_Task to carry out_
From the line with "- Routes the" through the line with "- New optional", inclusive, return each line of the data below exactly and leave the rest out.

#### The data ####

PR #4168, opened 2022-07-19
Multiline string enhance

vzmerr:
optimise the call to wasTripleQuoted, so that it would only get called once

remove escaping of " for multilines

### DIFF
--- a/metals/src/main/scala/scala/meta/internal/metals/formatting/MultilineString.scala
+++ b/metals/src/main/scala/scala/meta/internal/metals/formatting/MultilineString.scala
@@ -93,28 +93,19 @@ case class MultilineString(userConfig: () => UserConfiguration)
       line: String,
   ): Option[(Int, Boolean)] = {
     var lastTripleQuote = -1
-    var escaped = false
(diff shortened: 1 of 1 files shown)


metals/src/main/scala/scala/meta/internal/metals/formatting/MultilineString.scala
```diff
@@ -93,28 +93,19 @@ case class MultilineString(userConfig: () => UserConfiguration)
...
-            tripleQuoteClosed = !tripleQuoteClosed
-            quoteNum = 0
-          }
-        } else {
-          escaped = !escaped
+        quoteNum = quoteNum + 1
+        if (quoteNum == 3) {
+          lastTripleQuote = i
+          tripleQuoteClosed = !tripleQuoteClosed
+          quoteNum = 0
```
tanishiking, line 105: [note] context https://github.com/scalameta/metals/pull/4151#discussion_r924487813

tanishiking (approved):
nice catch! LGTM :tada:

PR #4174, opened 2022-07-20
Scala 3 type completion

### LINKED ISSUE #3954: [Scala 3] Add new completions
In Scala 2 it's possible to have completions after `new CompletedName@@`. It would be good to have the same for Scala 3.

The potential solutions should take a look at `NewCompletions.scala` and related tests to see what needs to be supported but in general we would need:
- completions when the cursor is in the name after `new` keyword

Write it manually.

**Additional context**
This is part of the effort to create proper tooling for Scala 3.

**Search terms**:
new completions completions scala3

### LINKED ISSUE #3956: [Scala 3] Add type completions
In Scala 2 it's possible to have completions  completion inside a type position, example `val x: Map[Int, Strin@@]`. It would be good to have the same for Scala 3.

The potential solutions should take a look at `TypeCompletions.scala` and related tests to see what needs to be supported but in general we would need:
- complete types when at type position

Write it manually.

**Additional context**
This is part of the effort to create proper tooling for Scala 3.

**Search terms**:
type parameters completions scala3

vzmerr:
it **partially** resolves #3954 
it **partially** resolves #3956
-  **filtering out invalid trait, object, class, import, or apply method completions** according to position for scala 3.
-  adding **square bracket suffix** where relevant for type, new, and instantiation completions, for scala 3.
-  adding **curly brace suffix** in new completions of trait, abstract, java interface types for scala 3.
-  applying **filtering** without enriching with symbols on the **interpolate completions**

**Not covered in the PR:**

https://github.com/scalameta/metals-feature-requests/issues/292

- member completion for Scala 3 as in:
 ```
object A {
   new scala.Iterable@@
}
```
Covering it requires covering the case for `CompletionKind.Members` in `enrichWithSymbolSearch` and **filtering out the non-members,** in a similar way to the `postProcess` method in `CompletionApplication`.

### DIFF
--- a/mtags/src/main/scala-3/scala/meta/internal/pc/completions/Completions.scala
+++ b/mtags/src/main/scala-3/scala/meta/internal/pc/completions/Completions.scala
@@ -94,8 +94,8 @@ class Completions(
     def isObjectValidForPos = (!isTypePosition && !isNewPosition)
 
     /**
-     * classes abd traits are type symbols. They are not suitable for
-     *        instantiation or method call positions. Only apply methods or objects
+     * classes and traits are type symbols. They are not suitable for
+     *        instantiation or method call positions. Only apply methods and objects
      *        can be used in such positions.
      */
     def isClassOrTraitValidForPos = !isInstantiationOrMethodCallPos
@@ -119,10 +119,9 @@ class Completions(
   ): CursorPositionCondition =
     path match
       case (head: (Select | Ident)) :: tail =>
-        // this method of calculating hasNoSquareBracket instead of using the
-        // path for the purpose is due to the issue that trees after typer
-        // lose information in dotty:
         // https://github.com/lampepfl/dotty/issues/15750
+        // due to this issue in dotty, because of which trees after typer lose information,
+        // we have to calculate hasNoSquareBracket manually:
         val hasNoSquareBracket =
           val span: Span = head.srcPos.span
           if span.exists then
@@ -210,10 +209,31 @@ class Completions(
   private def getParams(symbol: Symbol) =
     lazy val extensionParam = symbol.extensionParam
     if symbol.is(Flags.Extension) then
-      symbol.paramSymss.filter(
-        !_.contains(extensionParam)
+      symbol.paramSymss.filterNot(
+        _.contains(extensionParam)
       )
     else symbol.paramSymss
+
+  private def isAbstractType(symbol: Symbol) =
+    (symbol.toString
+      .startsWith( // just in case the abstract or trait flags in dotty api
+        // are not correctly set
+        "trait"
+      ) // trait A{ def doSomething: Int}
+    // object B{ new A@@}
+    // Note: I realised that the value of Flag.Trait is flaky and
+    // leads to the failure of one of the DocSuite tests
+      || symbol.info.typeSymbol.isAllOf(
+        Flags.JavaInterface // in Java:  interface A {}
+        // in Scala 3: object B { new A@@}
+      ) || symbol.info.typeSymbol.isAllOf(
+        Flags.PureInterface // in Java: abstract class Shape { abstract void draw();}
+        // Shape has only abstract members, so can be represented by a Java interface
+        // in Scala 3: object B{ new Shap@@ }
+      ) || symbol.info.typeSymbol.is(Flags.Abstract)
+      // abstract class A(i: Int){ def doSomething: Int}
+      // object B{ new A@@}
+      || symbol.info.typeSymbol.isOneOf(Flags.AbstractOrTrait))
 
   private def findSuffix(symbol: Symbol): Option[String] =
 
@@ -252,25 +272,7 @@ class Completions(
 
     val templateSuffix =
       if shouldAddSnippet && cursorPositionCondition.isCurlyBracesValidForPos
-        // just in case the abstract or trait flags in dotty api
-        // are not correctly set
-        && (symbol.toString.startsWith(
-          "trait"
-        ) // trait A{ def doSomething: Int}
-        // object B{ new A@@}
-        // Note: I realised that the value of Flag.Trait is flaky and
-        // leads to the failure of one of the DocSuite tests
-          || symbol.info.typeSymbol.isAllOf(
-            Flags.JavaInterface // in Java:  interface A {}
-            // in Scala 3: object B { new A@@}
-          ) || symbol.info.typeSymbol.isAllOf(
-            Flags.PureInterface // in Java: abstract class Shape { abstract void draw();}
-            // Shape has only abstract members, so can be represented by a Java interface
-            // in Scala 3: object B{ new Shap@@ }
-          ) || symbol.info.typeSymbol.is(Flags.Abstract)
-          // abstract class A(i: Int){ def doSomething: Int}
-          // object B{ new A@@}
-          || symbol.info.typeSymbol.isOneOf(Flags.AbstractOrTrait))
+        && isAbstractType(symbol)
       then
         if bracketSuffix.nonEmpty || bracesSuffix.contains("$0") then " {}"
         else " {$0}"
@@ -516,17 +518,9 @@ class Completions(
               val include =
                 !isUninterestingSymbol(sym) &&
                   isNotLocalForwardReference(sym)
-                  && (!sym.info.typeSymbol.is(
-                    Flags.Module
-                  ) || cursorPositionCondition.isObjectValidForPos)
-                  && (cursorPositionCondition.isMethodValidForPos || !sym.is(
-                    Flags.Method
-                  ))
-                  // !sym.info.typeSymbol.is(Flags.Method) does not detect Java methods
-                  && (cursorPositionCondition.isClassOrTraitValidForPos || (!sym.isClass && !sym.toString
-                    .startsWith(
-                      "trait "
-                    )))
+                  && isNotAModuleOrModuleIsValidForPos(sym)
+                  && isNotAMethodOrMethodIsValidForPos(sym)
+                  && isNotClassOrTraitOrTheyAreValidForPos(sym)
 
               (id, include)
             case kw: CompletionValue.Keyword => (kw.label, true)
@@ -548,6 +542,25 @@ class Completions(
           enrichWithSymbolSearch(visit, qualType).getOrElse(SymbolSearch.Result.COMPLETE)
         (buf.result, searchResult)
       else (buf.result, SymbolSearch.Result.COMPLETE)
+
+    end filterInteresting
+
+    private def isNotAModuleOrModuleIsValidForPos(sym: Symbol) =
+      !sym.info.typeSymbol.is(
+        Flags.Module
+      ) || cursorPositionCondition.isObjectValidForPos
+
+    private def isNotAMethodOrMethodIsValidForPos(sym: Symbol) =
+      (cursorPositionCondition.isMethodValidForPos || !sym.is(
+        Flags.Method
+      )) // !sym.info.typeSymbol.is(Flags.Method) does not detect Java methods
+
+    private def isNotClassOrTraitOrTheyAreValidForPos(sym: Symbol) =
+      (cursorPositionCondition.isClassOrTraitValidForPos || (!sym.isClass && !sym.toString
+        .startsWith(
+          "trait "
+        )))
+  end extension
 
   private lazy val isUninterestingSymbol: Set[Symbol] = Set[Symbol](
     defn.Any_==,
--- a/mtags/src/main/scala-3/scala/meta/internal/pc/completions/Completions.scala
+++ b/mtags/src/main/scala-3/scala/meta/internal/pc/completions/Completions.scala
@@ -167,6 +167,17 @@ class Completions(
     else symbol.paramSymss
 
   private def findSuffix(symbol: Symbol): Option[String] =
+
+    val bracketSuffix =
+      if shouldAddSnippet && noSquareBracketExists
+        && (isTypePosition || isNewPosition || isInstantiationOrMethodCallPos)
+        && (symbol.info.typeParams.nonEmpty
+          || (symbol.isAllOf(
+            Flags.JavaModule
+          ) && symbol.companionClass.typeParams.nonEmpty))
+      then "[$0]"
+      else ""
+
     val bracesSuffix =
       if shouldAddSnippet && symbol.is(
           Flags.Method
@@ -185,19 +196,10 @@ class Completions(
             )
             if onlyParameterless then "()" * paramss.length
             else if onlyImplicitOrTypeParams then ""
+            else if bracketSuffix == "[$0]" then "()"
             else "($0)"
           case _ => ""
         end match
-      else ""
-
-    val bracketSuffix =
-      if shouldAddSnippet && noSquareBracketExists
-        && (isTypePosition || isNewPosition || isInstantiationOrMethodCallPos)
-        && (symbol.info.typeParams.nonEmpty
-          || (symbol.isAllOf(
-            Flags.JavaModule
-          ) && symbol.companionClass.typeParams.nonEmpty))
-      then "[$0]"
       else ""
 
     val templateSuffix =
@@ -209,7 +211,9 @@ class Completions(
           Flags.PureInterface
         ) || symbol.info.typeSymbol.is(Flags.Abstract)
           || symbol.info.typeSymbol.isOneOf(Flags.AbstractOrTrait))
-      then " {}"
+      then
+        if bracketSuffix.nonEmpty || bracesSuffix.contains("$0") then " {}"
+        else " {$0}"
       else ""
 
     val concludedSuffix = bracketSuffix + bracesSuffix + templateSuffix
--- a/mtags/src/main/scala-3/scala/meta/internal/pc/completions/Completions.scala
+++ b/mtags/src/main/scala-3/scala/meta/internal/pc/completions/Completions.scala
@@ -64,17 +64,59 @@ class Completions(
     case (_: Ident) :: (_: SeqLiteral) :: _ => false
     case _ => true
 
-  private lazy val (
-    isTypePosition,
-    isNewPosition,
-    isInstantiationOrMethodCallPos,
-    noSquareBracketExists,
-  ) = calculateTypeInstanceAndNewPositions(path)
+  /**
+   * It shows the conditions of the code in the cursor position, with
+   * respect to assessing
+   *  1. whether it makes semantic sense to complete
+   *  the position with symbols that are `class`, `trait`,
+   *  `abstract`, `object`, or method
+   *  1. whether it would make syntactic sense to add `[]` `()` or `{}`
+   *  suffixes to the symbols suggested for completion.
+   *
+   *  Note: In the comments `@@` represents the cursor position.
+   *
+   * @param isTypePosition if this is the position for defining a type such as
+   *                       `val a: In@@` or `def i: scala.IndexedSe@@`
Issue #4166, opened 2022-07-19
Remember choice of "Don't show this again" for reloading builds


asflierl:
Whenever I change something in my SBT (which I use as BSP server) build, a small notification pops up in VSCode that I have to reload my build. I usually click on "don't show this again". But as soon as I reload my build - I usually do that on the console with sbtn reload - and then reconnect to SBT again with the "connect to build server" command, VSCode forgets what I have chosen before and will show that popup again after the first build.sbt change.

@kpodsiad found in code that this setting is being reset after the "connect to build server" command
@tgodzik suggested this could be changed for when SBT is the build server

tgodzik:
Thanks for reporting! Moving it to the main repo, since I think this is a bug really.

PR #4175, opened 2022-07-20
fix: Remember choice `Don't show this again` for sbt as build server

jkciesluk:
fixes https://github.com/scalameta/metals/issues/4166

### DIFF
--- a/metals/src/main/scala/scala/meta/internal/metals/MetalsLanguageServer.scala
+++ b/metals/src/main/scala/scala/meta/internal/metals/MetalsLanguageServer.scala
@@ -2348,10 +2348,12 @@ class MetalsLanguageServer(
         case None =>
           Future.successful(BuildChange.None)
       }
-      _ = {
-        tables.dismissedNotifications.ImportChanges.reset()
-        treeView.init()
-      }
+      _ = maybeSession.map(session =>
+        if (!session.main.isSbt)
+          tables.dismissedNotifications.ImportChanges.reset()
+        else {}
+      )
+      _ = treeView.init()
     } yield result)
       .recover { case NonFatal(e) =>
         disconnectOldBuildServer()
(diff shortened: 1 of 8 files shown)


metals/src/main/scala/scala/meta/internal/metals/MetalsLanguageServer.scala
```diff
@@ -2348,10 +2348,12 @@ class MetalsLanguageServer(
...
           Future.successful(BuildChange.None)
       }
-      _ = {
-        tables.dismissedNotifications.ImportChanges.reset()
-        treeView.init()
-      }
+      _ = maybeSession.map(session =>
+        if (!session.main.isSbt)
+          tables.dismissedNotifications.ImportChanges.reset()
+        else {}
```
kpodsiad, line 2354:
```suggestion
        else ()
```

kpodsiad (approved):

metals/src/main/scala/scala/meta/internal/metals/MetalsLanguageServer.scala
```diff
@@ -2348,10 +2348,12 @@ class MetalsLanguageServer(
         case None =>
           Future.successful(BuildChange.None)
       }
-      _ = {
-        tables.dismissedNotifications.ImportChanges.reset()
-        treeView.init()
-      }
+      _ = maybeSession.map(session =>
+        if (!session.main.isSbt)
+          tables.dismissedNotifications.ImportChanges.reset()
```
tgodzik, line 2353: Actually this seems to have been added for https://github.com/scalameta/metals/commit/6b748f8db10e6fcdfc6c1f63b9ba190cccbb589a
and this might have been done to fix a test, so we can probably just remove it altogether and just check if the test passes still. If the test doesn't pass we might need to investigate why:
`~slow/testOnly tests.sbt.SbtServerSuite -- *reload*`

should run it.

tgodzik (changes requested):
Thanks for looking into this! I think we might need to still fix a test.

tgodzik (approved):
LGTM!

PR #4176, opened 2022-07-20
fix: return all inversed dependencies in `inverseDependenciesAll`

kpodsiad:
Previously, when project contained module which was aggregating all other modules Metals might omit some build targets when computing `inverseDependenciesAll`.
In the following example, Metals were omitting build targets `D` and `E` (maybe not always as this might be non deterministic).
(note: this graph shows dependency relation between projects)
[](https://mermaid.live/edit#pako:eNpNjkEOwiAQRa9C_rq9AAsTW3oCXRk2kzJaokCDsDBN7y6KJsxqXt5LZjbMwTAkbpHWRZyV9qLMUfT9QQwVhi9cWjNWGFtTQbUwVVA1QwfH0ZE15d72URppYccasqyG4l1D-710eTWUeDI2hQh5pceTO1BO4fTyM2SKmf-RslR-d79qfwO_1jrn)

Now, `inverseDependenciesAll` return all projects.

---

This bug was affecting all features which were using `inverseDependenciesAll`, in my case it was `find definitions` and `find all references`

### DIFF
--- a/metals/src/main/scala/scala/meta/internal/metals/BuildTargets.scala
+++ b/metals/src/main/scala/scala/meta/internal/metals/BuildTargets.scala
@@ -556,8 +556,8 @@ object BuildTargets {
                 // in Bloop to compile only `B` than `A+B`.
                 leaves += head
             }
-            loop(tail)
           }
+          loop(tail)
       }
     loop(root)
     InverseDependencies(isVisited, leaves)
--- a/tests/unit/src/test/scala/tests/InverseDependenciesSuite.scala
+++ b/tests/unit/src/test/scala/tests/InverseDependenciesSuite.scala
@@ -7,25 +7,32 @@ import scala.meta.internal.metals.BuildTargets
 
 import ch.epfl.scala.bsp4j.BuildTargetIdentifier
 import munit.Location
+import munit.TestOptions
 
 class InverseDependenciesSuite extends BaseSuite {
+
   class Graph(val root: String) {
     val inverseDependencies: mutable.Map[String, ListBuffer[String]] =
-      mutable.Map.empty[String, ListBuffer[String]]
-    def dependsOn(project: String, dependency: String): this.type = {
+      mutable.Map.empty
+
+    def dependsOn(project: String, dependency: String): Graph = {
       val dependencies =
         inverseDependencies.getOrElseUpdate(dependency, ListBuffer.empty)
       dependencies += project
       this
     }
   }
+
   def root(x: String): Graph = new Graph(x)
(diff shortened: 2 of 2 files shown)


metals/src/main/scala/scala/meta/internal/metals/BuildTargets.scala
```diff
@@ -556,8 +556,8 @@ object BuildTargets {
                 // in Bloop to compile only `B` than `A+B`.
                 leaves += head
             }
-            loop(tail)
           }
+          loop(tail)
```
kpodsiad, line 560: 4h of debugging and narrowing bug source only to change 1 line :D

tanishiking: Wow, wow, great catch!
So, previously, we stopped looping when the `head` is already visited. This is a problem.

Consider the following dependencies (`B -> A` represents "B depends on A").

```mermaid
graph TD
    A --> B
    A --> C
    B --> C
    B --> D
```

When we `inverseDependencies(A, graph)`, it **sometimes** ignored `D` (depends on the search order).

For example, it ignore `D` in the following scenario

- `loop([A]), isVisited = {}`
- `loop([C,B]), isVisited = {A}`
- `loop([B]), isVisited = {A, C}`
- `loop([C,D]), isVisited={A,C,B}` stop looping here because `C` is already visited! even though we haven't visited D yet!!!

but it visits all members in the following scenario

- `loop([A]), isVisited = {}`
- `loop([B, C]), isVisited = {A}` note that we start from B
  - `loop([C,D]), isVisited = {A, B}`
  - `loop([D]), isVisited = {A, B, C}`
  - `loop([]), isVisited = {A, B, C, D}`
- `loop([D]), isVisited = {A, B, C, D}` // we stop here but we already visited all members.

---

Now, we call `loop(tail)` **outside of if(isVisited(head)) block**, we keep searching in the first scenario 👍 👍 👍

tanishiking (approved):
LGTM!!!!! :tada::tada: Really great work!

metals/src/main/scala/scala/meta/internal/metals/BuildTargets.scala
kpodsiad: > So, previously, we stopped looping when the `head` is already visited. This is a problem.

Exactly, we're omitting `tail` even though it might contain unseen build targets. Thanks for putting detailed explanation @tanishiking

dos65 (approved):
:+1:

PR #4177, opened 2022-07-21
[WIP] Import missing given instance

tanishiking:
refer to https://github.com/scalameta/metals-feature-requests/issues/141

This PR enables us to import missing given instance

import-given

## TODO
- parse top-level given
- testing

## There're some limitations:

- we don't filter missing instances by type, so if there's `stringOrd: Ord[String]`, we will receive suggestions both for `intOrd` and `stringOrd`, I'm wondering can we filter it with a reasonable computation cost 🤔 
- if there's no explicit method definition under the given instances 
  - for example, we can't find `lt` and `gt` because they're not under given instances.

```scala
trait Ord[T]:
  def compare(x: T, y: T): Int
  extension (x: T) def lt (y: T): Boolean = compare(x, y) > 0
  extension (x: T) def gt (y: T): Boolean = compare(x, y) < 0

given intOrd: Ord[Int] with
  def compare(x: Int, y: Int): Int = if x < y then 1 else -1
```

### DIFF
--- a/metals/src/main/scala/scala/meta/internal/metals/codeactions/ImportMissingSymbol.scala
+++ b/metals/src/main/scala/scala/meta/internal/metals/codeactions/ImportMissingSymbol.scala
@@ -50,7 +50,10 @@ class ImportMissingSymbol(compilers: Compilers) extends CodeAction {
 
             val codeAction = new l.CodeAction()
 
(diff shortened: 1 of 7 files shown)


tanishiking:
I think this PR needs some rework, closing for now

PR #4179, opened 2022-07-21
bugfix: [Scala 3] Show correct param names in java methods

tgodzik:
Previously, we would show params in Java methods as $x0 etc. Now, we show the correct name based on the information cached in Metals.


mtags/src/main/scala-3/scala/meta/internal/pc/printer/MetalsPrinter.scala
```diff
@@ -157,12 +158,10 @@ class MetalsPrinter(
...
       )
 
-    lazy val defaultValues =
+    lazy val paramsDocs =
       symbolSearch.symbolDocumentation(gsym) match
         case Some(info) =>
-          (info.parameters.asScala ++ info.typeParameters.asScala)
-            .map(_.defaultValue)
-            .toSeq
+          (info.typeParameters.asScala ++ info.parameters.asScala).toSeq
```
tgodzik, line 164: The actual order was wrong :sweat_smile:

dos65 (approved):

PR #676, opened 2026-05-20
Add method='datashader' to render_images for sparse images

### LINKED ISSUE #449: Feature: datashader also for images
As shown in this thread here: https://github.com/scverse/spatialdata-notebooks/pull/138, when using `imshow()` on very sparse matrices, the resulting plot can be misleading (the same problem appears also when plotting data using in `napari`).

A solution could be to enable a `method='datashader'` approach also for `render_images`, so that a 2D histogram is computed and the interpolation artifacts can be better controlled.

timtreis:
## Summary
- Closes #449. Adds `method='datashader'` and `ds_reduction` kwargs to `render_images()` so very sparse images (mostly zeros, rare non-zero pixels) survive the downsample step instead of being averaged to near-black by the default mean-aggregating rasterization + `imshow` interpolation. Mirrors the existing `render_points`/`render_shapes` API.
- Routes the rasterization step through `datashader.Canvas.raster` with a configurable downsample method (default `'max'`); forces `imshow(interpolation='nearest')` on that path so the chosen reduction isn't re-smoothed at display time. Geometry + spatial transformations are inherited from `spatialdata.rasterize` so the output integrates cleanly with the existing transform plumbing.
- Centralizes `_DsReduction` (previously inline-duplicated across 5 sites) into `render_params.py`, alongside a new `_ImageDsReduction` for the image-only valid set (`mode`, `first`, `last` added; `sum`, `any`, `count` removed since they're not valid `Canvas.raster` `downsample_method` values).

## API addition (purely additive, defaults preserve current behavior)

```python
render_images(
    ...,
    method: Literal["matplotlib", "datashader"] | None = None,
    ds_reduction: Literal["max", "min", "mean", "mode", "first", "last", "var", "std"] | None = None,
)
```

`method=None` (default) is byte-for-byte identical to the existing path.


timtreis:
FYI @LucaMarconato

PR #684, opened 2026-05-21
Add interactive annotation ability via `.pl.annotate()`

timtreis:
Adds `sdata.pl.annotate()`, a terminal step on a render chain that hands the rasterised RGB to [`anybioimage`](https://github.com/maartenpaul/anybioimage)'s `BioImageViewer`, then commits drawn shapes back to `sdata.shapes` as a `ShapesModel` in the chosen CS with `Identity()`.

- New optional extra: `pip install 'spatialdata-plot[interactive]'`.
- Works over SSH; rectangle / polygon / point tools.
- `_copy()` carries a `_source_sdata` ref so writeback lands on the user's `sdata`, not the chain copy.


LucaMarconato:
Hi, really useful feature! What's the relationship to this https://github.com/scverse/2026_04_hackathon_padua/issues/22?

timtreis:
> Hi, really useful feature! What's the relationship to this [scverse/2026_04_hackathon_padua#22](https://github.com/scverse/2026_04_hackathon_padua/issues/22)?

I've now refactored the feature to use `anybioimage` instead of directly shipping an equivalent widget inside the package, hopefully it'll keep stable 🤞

####

_Expected output_
- Routes the rasterization step through `datashader.Canvas.raster` with a configurable downsample method (default `'max'`); forces `imshow(interpolation='nearest')` on that path so the chosen reduction isn't re-smoothed at display time. Geometry + spatial transformations are inherited from `spatialdata.rasterize` so the output integrates cleanly with the existing transform plumbing.
- Centralizes `_DsReduction` (previously inline-duplicated across 5 sites) into `render_params.py`, alongside a new `_ImageDsReduction` for the image-only valid set (`mode`, `first`, `last` added; `sum`, `any`, `count` removed since they're not valid `Canvas.raster` `downsample_method` values).

## API addition (purely additive, defaults preserve current behavior)

```python
render_images(
    ...,
    method: Literal["matplotlib", "datashader"] | None = None,
    ds_reduction: Literal["max", "min", "mean", "mode", "first", "last", "var", "std"] | None = None,
)
```

`method=None` (default) is byte-for-byte identical to the existing path.


timtreis:
FYI @LucaMarconato

PR #684, opened 2026-05-21
Add interactive annotation ability via `.pl.annotate()`

timtreis:
Adds `sdata.pl.annotate()`, a terminal step on a render chain that hands the rasterised RGB to [`anybioimage`](https://github.com/maartenpaul/anybioimage)'s `BioImageViewer`, then commits drawn shapes back to `sdata.shapes` as a `ShapesModel` in the chosen CS with `Identity()`.

- New optional extra: `pip install 'spatialdata-plot[interactive]'`.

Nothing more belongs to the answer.